─── Records for the task

PR #6301, opened 2022-01-18
feat(air-discount-scheme): xroad user relations.

JuliusGG:
# ...

## What

## Why

## Screenshots / Gifs

## Checklist:

### DIFF
--- a/apps/air-discount-scheme/backend/src/app/modules/user/user.controller.ts
+++ b/apps/air-discount-scheme/backend/src/app/modules/user/user.controller.ts
@@ -19,6 +19,9 @@ import { AirlineUser, User } from './user.model'
 import { DiscountService } from '../discount'
 import { FlightService } from '../flight'
 import { AuthGuard } from '../common'
+import { CurrentUser, IdsUserGuard, Scopes, ScopesGuard } from '@island.is/auth-nest-tools'
+import { NationalRegistryXRoadService } from '@island.is/api/domains/national-registry-x-road'
+import { User as AuthUser } from '@island.is/auth-nest-tools'
 
 @ApiTags('Users')
 @Controller('api/public')
@@ -52,18 +55,32 @@ export class PublicUserController {
   }
 }
 
+@UseGuards(IdsUserGuard, ScopesGuard)
+@Scopes('@vegagerdin.is/air-discount-scheme-scope')
 @Controller('api/private')
 export class PrivateUserController {
   constructor(
     private readonly flightService: FlightService,
     private readonly userService: UserService,
+    private thjodskraXroad: NationalRegistryXRoadService,
   ) {}
 
   @Get('users/:nationalId/relations')
   @ApiExcludeEndpoint()
   async getUserRelations(
     @Param() params: GetUserRelationsParams,
+    @CurrentUser() user: AuthUser,
   ): Promise<User[]> {
+    let person
+    try {
+      person = await this.thjodskraXroad.getNationalRegistryPerson(user, user.nationalId)
+    } catch (e) {
+      console.log(e)
+    }
+    console.log(person)
+
+
+
     const relations = await this.userService.getRelations(params.nationalId)
     const users = await Promise.all([
       this.userService.getUserInfoByNationalId(params.nationalId),
--- a/apps/air-discount-scheme/backend/src/app/modules/user/user.controller.ts
+++ b/apps/air-discount-scheme/backend/src/app/modules/user/user.controller.ts
@@ -71,17 +71,29 @@ export class PrivateUserController {
     @Param() params: GetUserRelationsParams,
     @CurrentUser() user: AuthUser,
   ): Promise<User[]> {
-    let person
+    // let person
+    // try {
+    //   person = await this.thjodskraXroad.getNationalRegistryPerson(user, user.nationalId)
+    // } catch (e) {
+    //   console.log(e)
+    // }
+    // console.log(person)
+    let children
     try {
-      person = await this.thjodskraXroad.getNationalRegistryPerson(user, user.nationalId)
+      children = await this.thjodskraXroad.getChildrenForsja(user, user.nationalId)
     } catch (e) {
       console.log(e)
     }
-    console.log(person)
+    console.log(children)
 
+    const relations = await this.thjodskraXroad.getChildrenForsja(user, params.nationalId)
 
-
-    const relations = await this.userService.getRelations(params.nationalId)
+    if(relations === undefined) {
+      return [] as User[]
+    }
+    console.log(relations)
+    console.log(relations[0])
+    //const relations = await this.userService.getRelations(params.nationalId)
     const users = await Promise.all([
       this.userService.getUserInfoByNationalId(params.nationalId),
       ...relations.map((nationalId) =>
--- a/apps/air-discount-scheme/backend/src/app/modules/user/user.controller.ts
+++ b/apps/air-discount-scheme/backend/src/app/modules/user/user.controller.ts
@@ -19,7 +19,12 @@ import { AirlineUser, User } from './user.model'
 import { DiscountService } from '../discount'
 import { FlightService } from '../flight'
 import { AuthGuard } from '../common'
-import { CurrentUser, IdsUserGuard, Scopes, ScopesGuard } from '@island.is/auth-nest-tools'
+import {
+  CurrentUser,
+  IdsUserGuard,
+  Scopes,
+  ScopesGuard,
+} from '@island.is/auth-nest-tools'
 import { NationalRegistryXRoadService } from '@island.is/api/domains/national-registry-x-road'
 import { User as AuthUser } from '@island.is/auth-nest-tools'
 
@@ -71,8 +76,11 @@ export class PrivateUserController {
     @Param() params: GetUserRelationsParams,
     @CurrentUser() user: AuthUser,
   ): Promise<User[]> {
-    const relations = await this.thjodskraXroad.getChildrenForsja(user, params.nationalId)
-    if(relations === undefined) {
+    const relations = await this.thjodskraXroad.getChildrenForsja(
+      user,
+      params.nationalId,
+    )
+    if (relations === undefined) {
       return [] as User[]
     }
     const users = await Promise.all([
--- a/apps/air-discount-scheme/backend/src/app/modules/user/user.controller.ts
+++ b/apps/air-discount-scheme/backend/src/app/modules/user/user.controller.ts
@@ -71,29 +71,10 @@ export class PrivateUserController {
     @Param() params: GetUserRelationsParams,
     @CurrentUser() user: AuthUser,
   ): Promise<User[]> {
-    // let person
-    // try {
-    //   person = await this.thjodskraXroad.getNationalRegistryPerson(user, user.nationalId)
-    // } catch (e) {
-    //   console.log(e)
-    // }
-    // console.log(person)
-    let children
-    try {
-      children = await this.thjodskraXroad.getChildrenForsja(user, user.nationalId)
-    } catch (e) {
-      console.log(e)
-    }
-    console.log(children)
-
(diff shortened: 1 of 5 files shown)


libs/api/domains/national-registry-x-road/src/lib/nationalRegistryXRoad.service.ts
```diff
@@ -75,6 +75,20 @@ export class NationalRegistryXRoadService {
...
+  async getChildrenForsja(
+    user: User,
+    parentNationalId: string,
+  ): Promise<string[] | undefined> {
+    const nationalRegistryApi = this.nationalRegistryApiWithAuth(user)
+    const childrenNationalIds = await nationalRegistryApi
+      .einstaklingarGetForsja({
+        id: parentNationalId,
+      })
+      .catch(this.handle404)
```
Rikkiabb, line 88: I see we are doing the same on lines 96-101, we should extract that to a function and reuse that instead of having this duplicated. 

Also in that function (on line 103) we return an empty array if there are no `id's` found. I see you are doing that in your controller, but if you want then you can extract that also to the function and then you can remove it from your controller. 😄

apps/air-discount-scheme/backend/src/app/modules/user/user.controller.ts
```diff
@@ -52,19 +60,29 @@ export class PublicUserController {
...
   @Get('users/:nationalId/relations')
   @ApiExcludeEndpoint()
   async getUserRelations(
     @Param() params: GetUserRelationsParams,
+    @CurrentUser() user: AuthUser,
   ): Promise<User[]> {
-    const relations = await this.userService.getRelations(params.nationalId)
+    const relations = await this.thjodskraXroad.getChildrenForsja(
+      user,
+      params.nationalId,
```
Rikkiabb, line 81: Why don't you use the national id from the user instead of using params here?

Don't know the flow but it feels like more sanitized.

JuliusGG: I originally did this because I had access to params.nationalId, meaning I could verify that the nationalId from currentUser-authNestTools would have the same nationalid as was sent into the function. This line of thought was only possible because nationalRegistry would throw error if user.authorization !== nationalId

saevarma: Is the UI only sending the nationalId of the currently logged in user? If so I agree with Rikki about removing the params and read the nationalId from the current user.

apps/air-discount-scheme/backend/src/environments/environment.ts
```diff
@@ -12,6 +12,18 @@ const devConfig = {
     url: process.env.NATIONAL_REGISTRY_URL,
     username: process.env.NATIONAL_REGISTRY_USERNAME,
     password: process.env.NATIONAL_REGISTRY_PASSWORD,
+    authMiddlewareOptions: {
+      forwardUserInfo: true,
```
saevarma, line 16: You should have forwardUserInfo set to false as it only adds the User-Agent X-Forwarded-For headers to the request, which Þjóðskrá doesn't need.

apps/air-discount-scheme/backend/src/environments/environment.ts
```diff
@@ -12,6 +12,18 @@ const devConfig = {
...
+      tokenExchangeOptions: {
+        issuer: process.env.IDENTITY_SERVER_DOMAIN
+          ? `https://${process.env.IDENTITY_SERVER_DOMAIN}`
```
saevarma, line 19: Why doesn't the `IDENTITY_SERVER_DOMAIN` include the `https://`  as well?

apps/air-discount-scheme/backend/src/app/modules/user/user.controller.ts
JuliusGG: the params.nationalId is taken from ADS-API currentUser.decorator from cookies.

apps/air-discount-scheme/backend/src/environments/environment.ts
JuliusGG: Im using the same IDSDomain secret everywhere. So I excluded the https:// because Nextauth wants the domain without https in one place.
Adding https to the secret makes Nextauth contact IDS with https://https://identy......

But I might refactor these secrets completely.

apps/air-discount-scheme/web/infra/web.ts
```diff
@@ -7,12 +7,20 @@ export const serviceSetup = (services: {
...
+      NEXT_PUBLIC_NEXTAUTH_URL: {
+        dev: 'https://loftbru.dev01.devland.is',
+        staging: 'https://loftbru.staging01.devland.is',
+        prod: 'https://loftbru.island.is',
+      },
+      NEXT_PUBLIC_IDENTITY_SERVER_DOMAIN: {
+        dev: 'identity-server.dev01.devland.is',
+        staging: 'identity-server.staging01.devland.is',
+        prod: 'innskra.island.is',
+      },
```
JuliusGG, line 19: @pshomov @Snojo This is not working, on build it throws an error. What is the best practice when having infra values available for web production builds ?

apps/air-discount-scheme/api/src/environments/environment.ts
```diff
@@ -37,8 +39,8 @@ const prodConfig = {
     admins: process.env.ADMINS,
   },
   identityServerAuth: {
-    issuer: process.env.IDENTITY_SERVER_DOMAIN
-      ? `https://${process.env.IDENTITY_SERVER_DOMAIN}`
+    issuer: isProd
+      ? getStaticEnv('SI_PUBLIC_IDENTITY_SERVER_ISSUER_DOMAIN')
       : '',
     audience: '@vegagerdin.is',
```
pshomov, line 45: Why is the prod configuration with this condition? Seems redundant to me.

apps/air-discount-scheme/backend/src/environments/environment.ts
```diff
@@ -54,6 +63,18 @@ const prodConfig = {
     url: process.env.NATIONAL_REGISTRY_URL,
     username: process.env.NATIONAL_REGISTRY_USERNAME,
     password: process.env.NATIONAL_REGISTRY_PASSWORD,
+    authMiddlewareOptions: {
+      forwardUserInfo: false,
+      tokenExchangeOptions: {
+        issuer: isProd
+          ? getStaticEnv('SI_PUBLIC_IDENTITY_SERVER_ISSUER_DOMAIN')
+          : '',
```
pshomov, line 71: Same issue as above

apps/air-discount-scheme/backend/src/environments/environment.ts
```diff
@@ -65,8 +86,8 @@ const prodConfig = {
   },
   baseUrl: process.env.BASE_URL,
   identityServerAuth: {
-    issuer: process.env.IDENTITY_SERVER_DOMAIN
-      ? `https://${process.env.IDENTITY_SERVER_DOMAIN}`
+    issuer: isProd
+      ? getStaticEnv('SI_PUBLIC_IDENTITY_SERVER_ISSUER_DOMAIN')
       : '',
```
pshomov, line 91: Same comment as above

pshomov (commented):
A couple of minor issues

apps/air-discount-scheme/web/lib/environment.ts
```diff
@@ -1,21 +1,30 @@
...
 }
 
+if (isProd) {
+  if (process.env.NEXT_PUBLIC_NEXTAUTH_URL === undefined) {
+    throw new Error('Missing Nextauth_Url in web environment.')
+  }
+  if (process.env.NEXT_PUBLIC_IDENTITY_SERVER_DOMAIN === undefined) {
+    throw new Error('Missing IDS domain in web environment.')
+  }
+}
```
pshomov, line 21: I think it is best to remove this code.

apps/air-discount-scheme/api/src/environments/environment.ts
JuliusGG: Without it there will be errors when running it locally.

apps/air-discount-scheme/backend/src/environments/environment.ts
JuliusGG: Without it there will be errors when running it locally.

apps/air-discount-scheme/backend/src/environments/environment.ts
JuliusGG: Without it there will be errors when running it locally.

apps/air-discount-scheme/web/lib/environment.ts
JuliusGG: First I need to get the infra env values to work without breaking build.

apps/air-discount-scheme/api/src/environments/environment.ts
JuliusGG: `issuer: getStaticEnv('SI_PUBLIC_IDENTITY_SERVER_ISSUER_DOMAIN'),`
gives
`[App] Error	1/23/2022, 5:20:18 PM uncaughtException: document is not defined
ReferenceError: document is not defined
    at getStaticEnv (/home/jgg/Code/island.is/dist/apps/air-discount-scheme/api/webpack:/libs/shared/utils/src/lib/getStaticEnv.ts:5:5)`

apps/air-discount-scheme/api/infra/api.ts
```diff
@@ -12,6 +12,11 @@ export const serviceSetup = (services: {
         staging: 'loftbru.staging01.devland.is',
         prod: 'loftbru.island.is',
       },
+      SI_PUBLIC_IDENTITY_SERVER_ISSUER_URL: {
```
dabbeg, line 15: The `SI_PUBLIC_` prefix and `getStaticEnv` are used for react forntends that need injected environment variables like service-portal and application-system-form. It wold be better to just name it `IDENTITY_SERVER_ISSUER_URL`

dabbeg (changes requested):

apps/air-discount-scheme/api/infra/api.ts
JuliusGG: @dabbeg Can it stay in .env part of infra?

dabbeg: yes

apps/air-discount-scheme/web/infra/web.ts
dabbeg: I think it depends on whether the next backend or client code is referencing this.

If the client code is referencing it you will probably need to use the nextjs publicruntimeconfig

JuliusGG: I suppose it wouldnt work for local environment. This is how it would be running locally:
`{"loc":"http://localhost:4200","dev":"https://loftbru.dev01.devland.is","staging":"https://loftbru.staging01.devland.is","prod":"https://loftbru.island.is"}`
`[next-auth][error][signin_oauth_error] 
https://next-auth.js.org/errors#signin_oauth_error Invalid URL: https://[object Object]/connect/authorize?response_type=code`

dabbeg: Okay if I understand the Nextauth code correctly it is not being run in the browser so you don't need the publicruntimeconfig.

For anything local you would set the variable in the devConfig object in the environment.ts file.

For dev, staging and prod you would set the process.env.BLA in the prodConfig object in the environment.ts file and set the `BLA: { dev: 'stuff', staging: 'stuff', prod: 'stuff }` inside the infra/web.ts file

dabbeg: But if you are unsure that this works after it's deployed, you can set the `deploy feature` label on the PR and you can try this out without merging the PR.

dabbeg (approved):
LGTM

──────

Task description
Which lines in the entries above contain "undefined"? Pull each of them out.

Your solution
+    if(relations === undefined) {
-    if(relations === undefined) {
+    if (relations === undefined) {
+  ): Promise<string[] | undefined> {
+  if (process.env.NEXT_PUBLIC_NEXTAUTH_URL === undefined) {
+  if (process.env.NEXT_PUBLIC_IDENTITY_SERVER_DOMAIN === undefined) {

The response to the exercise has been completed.